Barge Builds Boston's Big Box Bridge
A Flexifloat crane barge was the key to building the Storrow Drive Bridge over Boston's Charles River.
Mounted on the barge's deck, a Manitowoc 4100W crawler crane with a Ringer attachment was used to lift and set the bridge's massive box girder segments.
The Storrow Drive bridge has three spans totaling 830 feet in length. The bridge's 76-foot roadway will accommodate four lanes of traffic and is carried by a continuous, variable-depth composite steel box girder with cantilevered floor beams. The trapezoidal box girder measures almost 35 feet wide at the top flange and is 18 feet deep at the main piers. It is one of the largest steel box girders in North America.
General contractor Daniel O'Connell's Sons, Inc. of Holyoke, Massachusetts constructed the bridge as part of the city's $7.7 billion Central Artery Project. O'Connell's engineers determined that placement of the over-water girder sections could best be accomplished using a 300-ton capacity Manitowoc Ringer crane mounted on a barge. However, the narrow 40-foot wide locks at the Charles River Dam precluded access to the site by conventional barges of sufficient size to safely support and work the 788,000-pound machine. To gain the needed barge access, the contractor called on Robishaw Engineering for assistance.

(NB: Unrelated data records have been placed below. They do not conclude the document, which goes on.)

PR #339, opened 2021-06-29
Rename array/vector types and document

roshandathathri:
`LargeArray` is now `NUMAArray` and `PODResizeableArray` is now `PODVector`

### DIFF
--- a/libgalois/include/katana/DynamicBitset.h
+++ b/libgalois/include/katana/DynamicBitset.h
@@ -35,7 +35,7 @@
 
 #include "katana/AtomicWrapper.h"
 #include "katana/Galois.h"
-#include "katana/PODResizeableArray.h"
+#include "katana/PODVector.h"
 #include "katana/config.h"
 
 namespace katana {
@@ -43,7 +43,7 @@ namespace katana {
  * Concurrent dynamically allocated bitset
  **/
 class KATANA_EXPORT DynamicBitset {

For this application, we designed and proposed a Flexifloat Series S-70 assembly comprised of 18 Quadrafloats and 13 Duofloats. These modules were trucked around the narrow locks to the construction site on the Charles River, offloaded and assembled in the water into a 110-foot by 110-foot "T"-shaped assembly. This arrangement provided adequate buoyancy and structural capacity to support a total deck load of over 1.5 million pounds. Configuring the modules into a "T"-shaped assembly permitted the center pin of the machine to be positioned within 48 feet of the edge of the hull while retaining excellent barge stability under all anticipated load conditions. The design allowed the Manitowoc crane sufficient outboard reach to lift and accurately place the largest 194-ton bridge girder segment while maintaining a barge inclination of less than 2 degrees.
Daniel O'Connell's is the first of two Flexifloat barges used to support ringer cranes for the Boston Central Artery/Tunnel project.